**Your instructions:**
Lines holding the string "approved" in the listing below are to be copied.
···
PR #791, opened 2021-03-21
Test MSYS2 build and packaging 

ilammy:
The documentation claims that we regularly test MSYS2 packaging but actually never do. Start doing that.

Since MSYS2 is *very* different from Linux/macOS, make a separate task for it so that we can override the shell to MSYS2 shell. While we're at it, test everything that we have:

  - plain build in MSYS2 environment and runnin unit tests
  - building and installing packages, then testing the examples
  - building NSIS installer

Unfortunately, I don't really have a good idea of how to test the NSIS installer, which will probably require a Visual Studio project or something like that. But it would be cool to check if it works too.

Also, to avoid spending more time on this than necessary, test only OpenSSL builds with system packages provided by MSYS2, don't test building BoringSSL and appropriate Themis flavor.

## Checklist

- [X] Changelog is updated

### DIFF
--- a/PKGBUILD.MSYS2
+++ b/PKGBUILD.MSYS2
@@ -17,9 +17,9 @@ depends=('libopenssl>=1.1.1')
 makedepends=('tar' 'gcc' 'make' 'openssl-devel>=1.1.1')
 
 source=("https://github.com/cossacklabs/themis/archive/$pkgver.tar.gz")
-sha256sums=('ee5c4be360401094dc5429035e1499912b3ccc10e93f71d0c2578934a5b2c81f')
-sha1sums=('418d71b0d3dd1ffff93ef025908bacb99d4c4aa4')
-md5sums=('afc3ac4e7d6c6db59e4e2f059a4fc973')
+sha256sums=('4dbe8faff569b8992ee091a207367604db468648503e5e6679a4c89e0918d525')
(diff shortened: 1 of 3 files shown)


PKGBUILD.MSYS2
```diff
@@ -17,9 +17,9 @@ depends=('libopenssl>=1.1.1')
 makedepends=('tar' 'gcc' 'make' 'openssl-devel>=1.1.1')
 
 source=("https://github.com/cossacklabs/themis/archive/$pkgver.tar.gz")
-sha256sums=('ee5c4be360401094dc5429035e1499912b3ccc10e93f71d0c2578934a5b2c81f')
-sha1sums=('418d71b0d3dd1ffff93ef025908bacb99d4c4aa4')
-md5sums=('afc3ac4e7d6c6db59e4e2f059a4fc973')
+sha256sums=('4dbe8faff569b8992ee091a207367604db468648503e5e6679a4c89e0918d525')
```
vixentael, line 20: I wonder why the checksums are changed

vixentael (approved):

ilammy:
> I wonder why the checksums are changed


Because they should have been changed during the release, along with updating the version which defines the source tarball to download. But since no one checked MSYS packaging (and no one really uses it), this have gone unnoticed the whole time vOv

PR #792, opened 2021-03-26
Migrate wasm-themis to TypeScript

maxammann:
So my PR for TS is finally here. This PR only changes syntax and should not change semantics. This is not possible in every case, but in all cases that matter.

The module works in node, older browsers and also works using ES6 and TypeScript. Here is an example for node:

```
mkdir test && cd test
npm init -y
npm install file://./wasm-themis-0.14.0.tgz
echo "const themis = require('wasm-themis'); \
themis.initialize().then(() => { \
    const cell = themis.SecureCellSeal.withPassphrase('pass'); \
    console.log(cell.encrypt(new Uint8Array([1]))); \
})" > example.js
node example.js
```

Example for web like a react app:

```ts
// @ts-ignore
import themisWasm from "wasm-themis/dist/libthemis.wasm";
import { initialize, SecureCellSeal } from "wasm-themis"; // webpack takes care of making the wasm file available

await initialize(themisWasm);
const cell = SecureCellSeal.withPassphrase(pw);
```

Here are links to the diffs for easier reviewing:

* [Syntax changes from plain JS to TS](https://github.com/cossacklabs/themis/pull/792/commits/9336d391f582e1b62d9ceec84670b4cb6bed1343)

You can simple review the commit referenced above and then only review the changes to the package.json and build files.

## Checklist

- [ ] Public API has proper documentation
- [ ] Example projects and code samples are up-to-date (in case of API changes)


maxammann:
I'm not sure where to change example or where examples exist. The api only changed ìnitialised`to ìnitialize()`

src/wrappers/themis/wasm/src/libthemis.d.ts
```diff
@@ -0,0 +1,236 @@
+import { ThemisErrorCode } from "./themis_error";
```
maxammann, line 1: This file was crafted manually and describes the type of libthemis.js

src/wrappers/themis/wasm/src/secure_cell_context_imprint.ts
```diff
@@ -0,0 +1,260 @@
...
+   *
+   * @throws TypeError if the master key is not a byte buffer.
+   * @throws ThemisError if the master key is empty.
+   */
+  static withKey(masterKey: Uint8Array) {
+    return new SecureCellContextImprint(masterKey);
+  }
+
+  encrypt(message: Uint8Array, context: Uint8Array) {
+    message = coerceToBytes(message);
```
maxammann, line 62: In a future PR I would like to remove all usages of `coerceToBytes` and demand a Uint8Array to be passed to the library. That would simplify the code in many places.

src/wrappers/themis/wasm/test/test.js
```diff
@@ -12,7 +12,7 @@
 // See the License for the specific language governing permissions and
```
maxammann, line 12: I left test.js as is. That way I could verify that I did not break anything.

src/wrappers/themis/wasm/test/test.js
```diff
@@ -36,14 +36,14 @@ function measureTime(thunk) {
 
 describe('wasm-themis', function() {
     let generallyInvalidArguments = [
-        null, undefined, 'string',
```
maxammann, line 39: `undefined` means no argument in TS and ES6. Therefore it is an valid argument.

src/wrappers/themis/wasm/wasmthemis.mk
```diff
@@ -26,6 +26,7 @@ WASM_PACKAGE = $(BIN_PATH)/wasm-themis.tgz
 
 $(BIN_PATH)/libthemis.js: LDFLAGS += -s EXTRA_EXPORTED_RUNTIME_METHODS=@$(WASM_RUNTIME)
 $(BIN_PATH)/libthemis.js: LDFLAGS += -s ALLOW_TABLE_GROWTH
+$(BIN_PATH)/libthemis.js: LDFLAGS += -s MODULARIZE=1
```
maxammann, line 29: That is needed for web. This allows me to configure the path to the wasm file.

maxammann:
I think the RustThemis failure is not introduced in this PR. For some reason Node 10 fails because of a timeout when initializing wasm. Not sure why this happens...

src/wrappers/themis/wasm/src/secure_keygen.ts
```diff
@@ -42,17 +42,27 @@ export enum KeyKind {
   EC_PUBLIC = 4,
 }
 
-export class PrivateKey extends Uint8Array {
+export class PrivateKey {
```
maxammann: I had to remove the extends. Officially it is not supported in ES5 to extend buildins. I want to target ES5 instead of ES6 by default to be compatible with the majority of browsers.

maxammann: This led to some minor changes in tests.

src/wrappers/themis/wasm/test/test.js
```diff
@@ -20,7 +20,7 @@ const ThemisErrorCode = themis.ThemisErrorCode
 
 function expectError(errorCode) {
     return function(error) {
-        if (error instanceof themis.ThemisError) {
+        if (error.errorCode) {
```
maxammann, line 23: instanceof is also not supported in ES5. Currently tests run with ES5 to catch comparability issues.

maxammann:
Next steps:
* Remove tests which check for types errors
* Remove all exceptions which are thrown because of wrong types. Typescript handles this now.
* Remove legacy `arguments.length == ` handling
* Remove `coerceBytes`

vixentael:
Wow, that's a lot 🔥

maxammann:
> Wow, that's a lot 🔥

Yeah I tried to do minimal changes. But a rewrite is a rewrite :D

The other changes can follow in other prs. They are optional and just code quality improvements.

ilammy (commented):
Overall, I'm hugely positive for this changeset. More type-level static guarantees with acceptable usability is better. I'm especially happy that someone actually experienced with JavaScript gave at look at it. I know how tedious it might have been, so props from me, Max! ❤️

ilammy:
Also, a comment from the operational point of view for @shadinua: WasmThemis publishing should not really change much with all of this. You can still just run `make wasmthemis` to build a `wasm-themis.tgz` to be uploaded to npm and that's it. The build process gets slower though, as now it needs to download more stuff from the Internet, transpile TypeScript into JavaScript, etc.

src/wrappers/themis/wasm/src/index.ts
```diff
@@ -12,34 +12,30 @@
...
-  , require('./secure_session.js')
-  , require('./themis_error.js')
-)
+export const initialize = async (wasmPath: string) => {
+  const libthemis = await libthemisFn({
+    onRuntimeInitialized: function () {},
+    locateFile: function () {
+      return wasmPath;
+    },
+  });
```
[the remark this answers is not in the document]
maxammann: I agree, I already throught about throwing in prettier.

Pretter works across IDEs and is the defacto standard for formating. I add this to the todo list.

src/wrappers/themis/wasm/package.json
```diff
@@ -22,8 +23,9 @@
     "url": "https://github.com/cossacklabs/themis/issues"
   },
   "homepage": "https://www.cossacklabs.com/themis/",
-  "dependencies": {},
   "devDependencies": {
+    "@types/emscripten": "^1.39.4",
+    "@types/node": "^14.14.36",
```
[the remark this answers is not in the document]
maxammann: I think we should change the version of the types if we upgrade emscripten. I am not sure who creates the types but i hope it is somebody who is involved in the emscripten project.

The cool thing is, if we upgrade types here and there were api changes, then we will get compile time errors.

src/wrappers/themis/wasm/test/test.js
```diff
@@ -60,17 +60,6 @@ describe('wasm-themis', function() {
...
-            let thatPair = new themis.KeyPair()
-            // Arguably, we could accept inverted order, as long as the keys
-            // are not both public or private. But let's be strict for now.
-            assert.throws(
-                function() {
-                    new themis.KeyPair(thatPair.publicKey, thatPair.privateKey)
-                },
-                expectError(ThemisErrorCode.INVALID_PARAMETER)
-            )
-        })
```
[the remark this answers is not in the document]
maxammann: Yes I will put this test back. Kind of did not know what to do and removed it accidentally.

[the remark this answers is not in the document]
maxammann: Basically what we are doing in wasm themis is runtime type checking: https://learning-notes.mistermicheels.com/javascript/typescript/runtime-type-checking/

There are a few proposals in that post. One which we are already doing with `instanceof` checks. There is also a typecript runtime library which is sadly still experimental.

I'm not really sure what to do. I think it is a trade-off between cleaner code + less boiler plate and more robust + foolproove usage when using plain JS without typechecking.

I'd like to leave this decision to you. From my point of view it is better to have cleaner and simpler code and use typescript. Creating an application without typescript and still claiming that some security properties hold is at least alarming.

src/wrappers/themis/wasm/test/test.js
```diff
@@ -36,14 +36,14 @@ function measureTime(thunk) {
...
-        null, undefined, 'string',
+        null, 'string',
         new Int16Array([1, 2, 3]), [4, 5, 6],
         () => new Uint8Array([27, 18, 28, 18, 28]),
         { value: [3, 14, 15, 92, 6] }
     ]
     describe('initialization', function() {
         it('resolves "initialized" promise', function(done) {
-            themis.initialized.then(function() {
+            themis.initialize().then(function() {
```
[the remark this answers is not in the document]
maxammann: >   @maxammann, is my reasoning correct so far?

Perfectly correct!

> 
>   However, I believe it's not be nice to snatch the rag from existing users and remove `initialized` entirely. Would it be possible for `initialized` and `initialize()` to coexist for a while?
> 

I will wee whether that is possible. I can not start loading themis as soon as this library is importet as you may want to configure the path to the wasm binary (required for web and webpack).

> * Changing the base type of private/public keys.

Supporting es5 is not possible with that extends syntax unfortunately. I had to support and target es5 such that the integration CI passes. So I think we should support it. The reason why it worked before is that without a compilation it somehow worked as node supports a mix between es5 and es6. Some browsers do not and only support es5. Therefore this kind of fixed bugs for users of older browsers.


BUT: We could drop support for ES5 actually because every browser which supports webassambly should already support ES6. This is also the reason why we do not need to support IE11. Webassambly does not work there in the first place.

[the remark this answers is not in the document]
ilammy: > Perfectly correct!

Whew 😌 Thanks for confirming.

> I will wee whether that is possible. I can not start loading themis as soon as this library is importet as you may want to configure the path to the wasm binary (required for web and webpack).

We have not really considered – and tested – the web usage. Knows users of WasmThemis are all on Node.js.

I remember doing some manual tests and that it kinda worked. But I'm no web developer so I believe no one so far has tested WasmThemis with proper web apps. Hence, I wouldn't be really surprised that it does not work out of the box. If something is necessary for proper web support – go ahead, you have my blessing to add whatever is needed 👍

It would be nice to keep the `initialized` promise around – I'm sorry, I don't have any ideas right now – but it it's not possible, then, well, WasmThemis users are getting a flag day. This one should not be too painful to work around.

> BUT: We could drop support for ES5 actually because every browser which supports webassambly should already support ES6.

Uh-huh... I faintly remember this reasoning behind setting the minimal supported version to ES6 and using all those fancy things.

Personally, I'm fine with ES5 support being added, but probably not at an expense of backwards-incompatible changes to the API which are caused by ES5 lack of features. If there was a way to give ES5 users one code and ES6 gets a different one – that would be great, but browsers don't work like that: it's easier to serve the same version to everyone without trying to guess what their browser might or might not support. So the approach would be something like "use some magic transpiler to convert ES6 code into ES5-compatible code".

ilammy:
FYI, @maxammann, the fix for Rust build has been merged into master, so you can pull the updated version and merge it into your branch to turn the build green. Just a merge commit with `git checkout typescript && git merge master`, not rebases or anything like that (the PR branch is going to get squashed anyway).

maxammann:
@ilammy any update on this one? :)

ilammy:
@maxamman, I'm sorry, it seems that high-context culture has some effects on me and I kinda mishandled this.

It looks like we ended up playing this silly game where everybody expects other people to do something, but they never tell that explicitly and the other party does not read the air. And so weeks pass without anyone doing anything while everybody is under impression something is being done and it just takes time. From my point of view, open-source contributors are volunteers and all, they have other stuff to keep them busy. From your point of view, I think, maintainers might look the same.

I'm biased for merging this to make future work easier. However, this will block the 0.17.0 release until the backwards compatibility issues outlined in https://github.com/cossacklabs/themis/pull/792#discussion_r602680678 are resolved (one way or another: either we avoid them, or we assert them). I'm not aware of time constraints for this release, so I guess I'd go for making it when it's done rather than postponing TypeScript rework for some later release.

@vixentael, what's your take on this?

Again, @maxammann, I'm sorry for not setting my expectations straight :pray: I was under impression that you were looking into those issues, it just takes time.

ilammy (approved):

maxammann:
> I'm sorry, it seems that high-context culture has some effects on me and I kinda mishandled this.

Absolutely no problem, no mishandling happened in my opinion :)

Actually, I did not see your last comment in our discussion. As far as I can see I have two open things:

- Continue to support `initialized` promise
- Drop ES5 support because all wasm supporting browsers also support ES6 and therefore also revert the changes about extending `ArrayBuffer`

vixentael:
Thank you for your patience @maxammann! 


## Scenario 1

> Continue to support initialized promise

Would be nice if we can!

> Drop ES5 support 

I'm ok with this., it's old :)


If we can support old `initialized` promise OR write deprecation notice on that one, then I think we can merge TS support to master and release with next Themis release.

## Scenario 2

If we can't support old `initialized` promise, then I suggest merging these changes to a separate branch `master/typescript`, and aim at releasing `0.14.0` with breaking changes (add initialize(); drop ES5) :)

I'd love to support backwards compatibility, but I understand that WASM Themis is typically used in desktop and web apps, which move fast. Soo... sorry devs? We will describe breaking changes as detailed as possible.

---

@maxammann do you think it's possible to support `initialized` promise or to write some deprecation/breaking change notice in code to let devs know that they should use `initialize` now?

ilammy:
Alrighty. @maxammann, I've retargeted your PR onto a new branch – `wasm-typescript` – and merged it there. Please target your future TypeScript PRs for that branch. Once TypeScript support is stabilized and ready for release, the `wasm-typescript` branch will be merged into `master`.

This way if Themis really needs a release, we can provide it without potentially introducing a breaking change. Hopefully, we won't need this and TypeScript will be in there in Themis 0.14.

maxammann:
Thanks! Right now I don't have time to continue but soon I will :)

Just ping me when there are urgent changes for wasm-themis.

PR #805, opened 2021-04-28
Cherry-picked  to stable: Use "ubuntu-20.04" for AFL fuzzing job (#790)

julepka:
Cherry-picked ubuntu update from master to stable
_______
Some time ago I have pinned this job to "ubuntu-18.04" worker because
"ubuntu-20.04" was broken, now it's the reverse: package repos used in
"ubuntu-18.04" contain incompatible versions of 32- and 64-bit OpenSSL.

Switch to "ubuntu-20.04" now that it's actually functional. Don't use
"ubuntu-latest" because even God does not know what GitHub will use for
that label.

I have some desire to use vanilla Ubuntu 20.04 for this job to prevent
GitHub from breaking it again by piling up incompatible repositories
there again, but let's see how it rolls. (Using GitHub's images is
faster as they have most of our dependencies preinstalled.) It it breaks
again in the future -- I'm switching it to vanilla Docker image, I don't
care if it gets slower (Microsoft is paying for compute, after all).

### DIFF
--- a/.github/workflows/test-core.yaml
+++ b/.github/workflows/test-core.yaml
@@ -199,14 +199,7 @@ jobs:
 
   fuzzing:
     name: AFL fuzzing
-    # TODO(ilammy, 2021-01-28): use "ubuntu-latest" once it works
-    # Currently "ubuntu-latest" means "ubuntu-18.04" but for some inexplicable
···
**Solution for this problem:**
vixentael (approved):
ilammy (approved):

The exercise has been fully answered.